Year after year, debt collection complaints rank among the most-common consumer grievances the Federal Trade Commission receives. In fact, reports of deceptive debt-collection tactics were the second-most common complaint (after identity theft) that the FTC received in 2011.
"Debt collection is complicated, and some collectors may push the boundaries of the regulations and law to get money out of you," says Bill Hardekopf, CEO of LowCards.com. In fact, JP Morgan Chase is being investigated by the government for improper credit-card collections, he says. If you're having trouble paying off your credit-card debt, you need to understand the collection process and know what your rights are.
You have at least 21 days after your credit-card statement date to make a minimum payment. If your payment is late, your card company will report it to the credit bureaus — but you may get up to 60 days if it's your first late payment and you're a good customer, Hardekopf says. That information will remain on your report seven years after the date you first missed the payment.
If your account is 60 days past due, the late payment is noted on your credit report and your credit-card company will turn over your account to its collections department.
If your account is 90 days past due, your card issuer will repeatedly call or send letters and will likely shut down your account.

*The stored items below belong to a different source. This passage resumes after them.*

PR #2, opened 2014-10-31
Update Elasticsearch Output Plugin to retry bulk

talevy:
Some actions may fail within the ES client bulk call.
Now, some messages (specifically errors 429 and 503s) will be
retried up to 3 times. If there are still actions that are
unsuccessfully indexed, Stud Buffer will continue its current
behavior (to retry indefinitely).

Stud Buffer will replay all events it first attempted to flush
to Elasticsearch. This means duplicate events may find themselves
in Elasticsearch.

(migrated from https://github.com/elasticsearch/logstash/pull/1997 with a few modifications to make 
tests run once plugin is installed)

### DIFF
--- a/lib/logstash/outputs/elasticsearch.rb
+++ b/lib/logstash/outputs/elasticsearch.rb
@@ -3,8 +3,10 @@ require "logstash/namespace"
 require "logstash/environment"
 require "logstash/outputs/base"
 require "logstash/json"
+require "concurrent_ruby"
 require "stud/buffer"
 require "socket" # for Socket.gethostname
+require "thread" # for safe queueing
 require "uri" # for escaping user input
 require 'logstash-output-elasticsearch_jars.rb'
 
@@ -204,17 +206,28 @@ class LogStash::Outputs::ElasticSearch < LogStash::Outputs::Base
   # Asks host for the list of all cluster nodes and adds them to the hosts list
   config :sniffing, :validate => :boolean, :default => false
 
-  # helper function to replace placeholders
-  # in index names to wildcards
-  # example:
-  #    "logs-%{YYYY}" -> "logs-*"
-  def wildcard_substitute(name)
-    name.gsub(/%\{[^}]+\}/, "*")
-  end
+  # Set max retry for each event
+  config :max_retries, :validate => :number, :default => 3
+
+  # Set retry policy for events that failed to send
+  config :retry_max_items, :validate => :number, :default => 100
+
+  # Set max interval between bulk retries
+  config :retry_max_interval, :validate => :number, :default => 5
 
   public
   def register
+    @submit_mutex = Mutex.new
+    # retry-specific variables
+    @retry_flush_mutex = Mutex.new
+    @retry_teardown_requested = Concurrent::AtomicBoolean.new(false)
+    # needs flushing when interval
+    @retry_queue_needs_flushing = ConditionVariable.new
+    @retry_queue_not_full = ConditionVariable.new
+    @retry_queue = Queue.new
+
     client_settings = {}
+
 
     if @protocol.nil?
       @protocol = LogStash::Environment.jruby? ? "node" : "http"
@@ -288,33 +301,27 @@ class LogStash::Outputs::ElasticSearch < LogStash::Outputs::Base
 
     @client = Array.new
 
-    if protocol == "node" or @host.nil? # if @protocol is "node" or @host is not set
-      options = {
-          :host => @host,
-          :port => @port,
-      }.merge(common_options)
-      @client << client_class.new(options)
+    if protocol == "node" || @host.nil? # if @protocol is "node" or @host is not set
+      options = { :host => @host, :port => @port }.merge(common_options)
+      @client = [client_class.new(options)]
     else # if @protocol in ["transport","http"]
-      @host.each do |host|
-          (_host,_port) = host.split ":"
-          options = {
-            :host => _host,
-            :port => _port || @port,
-          }.merge(common_options)
-          @logger.info "Create client to elasticsearch server on #{_host}:#{_port}"
-          @client << client_class.new(options)
-      end # @host.each
+      @client = @host.map do |host|
+        (_host,_port) = host.split ":"
+        options = { :host => _host, :port => _port || @port }.merge(common_options)
+        @logger.info "Create client to elasticsearch server on #{_host}:#{_port}"
+        client_class.new(options)
+      end # @host.map
     end
 
     if @manage_template
       for client in @client
-          begin
-            @logger.info("Automatic template management enabled", :manage_template => @manage_template.to_s)
-            client.template_install(@template_name, get_template, @template_overwrite)
-            break
-          rescue => e
-            @logger.error("Failed to install template: #{e.message}")
-          end
+        begin
+          @logger.info("Automatic template management enabled", :manage_template => @manage_template.to_s)
+          client.template_install(@template_name, get_template, @template_overwrite)
+          break
+        rescue => e
+          @logger.error("Failed to install template: #{e.message}")
+        end
       end # for @client loop
     end # if @manage_templates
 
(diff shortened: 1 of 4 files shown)


lib/logstash/outputs/elasticsearch.rb
```diff
@@ -472,4 +504,42 @@ def teardown
...
+      @retry_flush_mutex.unlock
+      @retry_queue_not_full.signal if @retry_queue.size < @retry_max_items
+    end
+  end
+
+  
+  def retry_push(action)
+    @retry_queue << action
+    @retry_queue_needs_flushing.signal if @retry_queue.size >= @retry_max_items
+  end
```
colinsurprenant: I suggest `retry_push` should also support a list of actions parameter to avoid calling `.signal` on all actions once `@retry_queue.size >= @retry_max_items`. 

Calling `retry_flush` could now be
```ruby
      unless failed_actions.empty?
        @logger.debug "#{failed_actions.size}/#{actions.size} events were unsuccessful in sending"
        retry_push(failed_actions)
      end
```

and `retry_flush` could handle single or multiple actions with something like:

```ruby
  def retry_push(actions)
    Array(actions).each{|action| @retry_queue << action}
    @retry_queue_needs_flushing.signal if @retry_queue.size >= @retry_max_items
  end
```

lib/logstash/outputs/elasticsearch.rb
```diff
@@ -425,43 +442,58 @@ def generate_jks cert_path
   def receive(event)
     return unless output?(event)
 
+    # block until we have not maxed out our 
+    # retry queue. This is applying back-pressure
+    # to slow down the receive-rate
+    @retry_queue_not_full.wait if @retry_queue.size > @retry_max_items
```
colinsurprenant: condition variables wait should always check for met condition upon returning from wait

```ruby
@retry_queue_not_full.wait while @retry_queue.size > @retry_max_items
```

lib/logstash/outputs/elasticsearch.rb
talevy: I now agree

lib/logstash/outputs/elasticsearch.rb
talevy: good catch

lib/logstash/outputs/elasticsearch.rb
```diff
@@ -472,4 +504,42 @@ def teardown
     require "logstash/outputs/elasticsearch/#{name}"
   end
 
+  def retry_flush(teardown=false)
```
colinsurprenant: cosmetic:
```ruby
def retry_flush(teardown = false)
```

lib/logstash/outputs/elasticsearch.rb
```diff
@@ -425,43 +442,58 @@ def generate_jks cert_path
...
-    # In the worst case, a failing flush (exception) will incur a retry from Stud::Buffer.
   end # def flush
 
   def teardown
     if @cacert # remove temporary jks store created from the cacert
       File.delete(@truststore)
     end
+
+    Thread.kill(@retry_timer_thread)
+    retry_flush(teardown=true)
```
colinsurprenant: cosmetic:
```ruby
retry_flush(teardown = true)
```

talevy:
rebased master, tended to the code changes, passed tests

suyograo:
@colinsurprenant are you good with these changes? I'd like us to merge this in today

colinsurprenant:
We're getting there :)
- The class is getting big and I think it would help if all `public`/`protected`/`private` methods would be grouped together in that order. we could write `protected` and `private` just once before each group.  I would also verify each method visibility to make sure the `protected` & `public` methods have the correct access or if we could make them `private`.
- The `register` method is too big.
- The `@@plugins` initialization is in the middle of the class between methods, I'd move that before the first method definition as this is class initialization code.
- I don't understand what the `@@plugins` code in the `register` method does and it looks fishy to me.
- Still need to resolve the potential concurrent client call between the flush/submit and retry_flush/submit threads.
- I am a bit puzzled over the lack of explicit JSon serializing for the bulk requests!? where is it done? ideally we'd want to control that by using `event.to_json` or `LogStash::Json.dump` on the `event.to_hash`. But by using` event.to_json`, this could potentially benefit eventual event json serialization caching

lib/logstash/outputs/elasticsearch.rb
```diff
@@ -477,4 +524,42 @@ def teardown
...
+    Array(actions).each{|action| @retry_queue << action}
+    @retry_queue_needs_flushing.signal if @retry_queue.size >= @retry_max_items
+  end
+
+  # helper function to replace placeholders
+  # in index names to wildcards
+  # example:
+  #    "logs-%{YYYY}" -> "logs-*"
+  private
+  def wildcard_substitute(name)
```
talevy: woops. didn't catch this during the rebase merge

talevy:
I am unclear on what `@@plugins` is all about as well, maybe @jsvd can chime in on that one.

I agree, there are lots of things that are due for some changing in the structure of this plugin, but I do not believe this PR is the appropriate place to address these other features.

lib/logstash/outputs/elasticsearch.rb
```diff
@@ -425,43 +442,58 @@ def generate_jks cert_path
...
-    #
-    # In the worst case, a failing flush (exception) will incur a retry from Stud::Buffer.
   end # def flush
 
   def teardown
     if @cacert # remove temporary jks store created from the cacert
       File.delete(@truststore)
     end
+
+    Thread.kill(@retry_timer_thread)
```
talevy: addressed

suyograo:
+1 on refactoring this class later

talevy:
I have added a mutex to guarantee thread-safety within `submit()`

I do not thing this plugin is the appropriate place to validate the safety of depended libraries.

lib/logstash/outputs/elasticsearch.rb
```diff
@@ -330,8 +337,141 @@ def register
...
+
+    index = event.sprintf(@index)
+
+    document_id = @document_id ? event.sprintf(@document_id) : nil
+    buffer_receive([event.sprintf(@action), { :_id => document_id, :_index => index, :_type => type }, event])
+  end # def receive
+
+  public
+  def submit(actions)
+    es_actions = actions.map { |a, doc, event| [a, doc, event.to_hash] }
```
colinsurprenant: suggested comment:

```ruby
# synchronize the @current_client.bulk call to avoid concurrency/thread safety issues with the
# client libraries which might not be thread safe. the submit method can be called from both the
# Stud::Buffer flush thread and from our own retry thread.
```

lib/logstash/outputs/elasticsearch.rb
```diff
@@ -426,55 +536,53 @@ def generate_jks cert_path
...
-      @logger.error "Got error to send bulk of actions to elasticsearch server at #{@host[@client_idx]} : #{e.message}"
-      raise e
+      @retry_queue_needs_flushing.wait(@retry_flush_mutex) unless @retry_teardown_requested.true?
     ensure
-      unless @protocol == "node"
-          @logger.debug? and @logger.debug "Shifting current elasticsearch client"
-          shift_client
-      end
+      @retry_flush_mutex.unlock
     end
```
colinsurprenant: maybe rewrite it like this?
```ruby
if @retry_teardown_requested.false?
    @retry_flush_mutex.lock
    begin
      @retry_queue_needs_flushing.wait(@retry_flush_mutex)
    ensure
      @retry_flush_mutex.unlock
    end
end
```

now, since this is not a tight loop, we could use `synchronize` instead of lock/unlock like this?

```ruby
@retry_flush_mutex.synchronize { @retry_queue_needs_flushing.wait(@retry_flush_mutex) } unless @retry_teardown_requested.true?
```

lib/logstash/outputs/elasticsearch.rb
```diff
@@ -330,8 +337,141 @@ def register
...
+  def submit(actions)
+    es_actions = actions.map { |a, doc, event| [a, doc, event.to_hash] }
+    @submit_mutex.lock
+    begin
+      bulk_response = @current_client.bulk(es_actions)
+    ensure
+      @submit_mutex.unlock
+    end
+    if bulk_response["errors"]
+        failed_actions = actions.select.with_index {|_,i| [429, 503].include?(bulk_response['statuses'][i]) }
```
colinsurprenant: cosmetic: indentation

lib/logstash/outputs/elasticsearch.rb
talevy: good call

lib/logstash/outputs/elasticsearch.rb
talevy: sure, I like the outer if. do not really have a preference with the synchronize, but less verbose. so it shall be done.

lib/logstash/outputs/elasticsearch.rb
talevy: noted.

lib/logstash/outputs/elasticsearch.rb
```diff
@@ -426,55 +536,53 @@ def generate_jks cert_path
...
+      buffer = @retry_queue.size.times.map do
+        next_action, next_doc, next_event = @retry_queue.pop
+        next_event['@metadata']['retry_count'] += 1
+
+        if next_event['@metadata']['retry_count'] > @max_retries
+          @logger.error "too many attempts at sending event. dropping: #{next_event}"
+          return nil
+        end
+
+        [next_action, next_doc, next_event]
```
colinsurprenant: `return nil` will actually return from the method and not produce `nil` for the map. this should be either
```ruby
if next_event['@metadata']['retry_count'] > @max_retries
  @logger.error "too many attempts at sending event. dropping: #{next_event}"
  nil
else
  [next_action, next_doc, next_event]
end
```
or
```ruby
if next_event['@metadata']['retry_count'] > @max_retries
  @logger.error "too many attempts at sending event. dropping: #{next_event}"
  next nil
end

[next_action, next_doc, next_event]
```

lib/logstash/outputs/elasticsearch.rb
colinsurprenant: obviously the synchronize construct is way more elegant and concise, but it involves creating and calling a closure which is less efficient so using lock/unlock will be better from a performance standpoint but only if on a perfromance critical path which I do not think it is here really...

lib/logstash/outputs/elasticsearch.rb
```diff
@@ -426,55 +539,51 @@ def generate_jks cert_path
...
+    unless @retry_queue.empty?
+      buffer = @retry_queue.size.times.map do
+        next_action, next_doc, next_event = @retry_queue.pop
+        next_event['@metadata']['retry_count'] += 1
 
-    document_id = @document_id ? event.sprintf(@document_id) : nil
-    buffer_receive([event.sprintf(@action), { :_id => document_id, :_index => index, :_type => type }, event.to_hash])
-  end # def receive
+        if next_event['@metadata']['retry_count'] > @max_retries
+          @logger.error "too many attempts at sending event. dropping: #{next_event}"
```
colinsurprenant: until we have the DLQ, wondering if we should log more upon dropping the event? 
```ruby
#{next_event.to_hash_with_metadata.inspect}
```
?? 

Any thoughts @jordansissel ?

lib/logstash/outputs/elasticsearch.rb
```diff
@@ -330,8 +337,144 @@ def register
...
+        sleep(@retry_max_interval)
+        @retry_queue_needs_flushing.signal
+      end
+    end
+
+    @retry_thread = Thread.new do
+      while @retry_teardown_requested.false?
+        retry_flush
+      end
+    end
```
colinsurprenant: I think we should move the signalling logic from the `retry_flush` method to here:

```ruby
    @retry_thread = Thread.new do
      while @retry_teardown_requested.false?
        @retry_flush_mutex.synchronize{@retry_queue_needs_flushing.wait(@retry_flush_mutex)}
        retry_flush
      end
    end
```

talevy: very true. didn't catch this during out refactoring

talevy:
@colinsurprenant updated again!

colinsurprenant:
Looks pretty good to me. We will need to followup with a code reorg/cleanup PR. 
I did not review the tests and I did not stress test or do integration test on this. I think we should. For http we could simply create a dummy http server to mock an ES instance.

talevy:
thanks @colin for the thorough review

jsvd:
WOOHOOO :fireworks:  so glad to see this merged! :tada:

ralphm:
I just ran into the issue of dropped events because I mistakenly tried to index a document with a type starting with an underscore. This yields a `400` error, but the drop happens silently and I only found out what happened by tcpdump. Although I see elasticsearch/logstash#1631 is closed because of this ticket, I couldn't find the follow-up PR that @colinsurprenant hinted at?

talevy:
@ralphm I will add more explicit logging to inform of this better. Currently we only retry `429` and `503` errors. Others will be logged and dropped until we have a persistent way of keeping track of these without halting the pipeline. Let me know if this would help, or maybe another behavior you would expect.

talevy:
@ralphm the logging changes have been merged into master. hope that makes things a little better until we add dead-letter queuing support!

Beyond the 90-day point, your card issuer will turn over your account to a collections agency or third-party debt collector, which will contact you through phone calls, e-mails and letters, Hardekopf says. The collector can sue you and send you a summons to appear in court. If you don't show up, the collector will automatically win the case and can seize your assets or garnish your wages to pay off the debt.
Read on to find out what you should do if the collectors are bugging you.
If collectors are calling you, Hardekopf says you should . . .
- Verify the amount and the creditor before making any payments. If you don't recognize the debt, write a letter to the collection agency and creditor to dispute it.
- Attempt to negotiate a settlement directly with the credit-card issuer first. If that doesn't work, work with the collection agency to develop a realistic payment plan.
- Check your state's statute of limitations for filing lawsuits to collect credit-card debt. You can have a case dismissed if the suit wasn't filed within this time limit.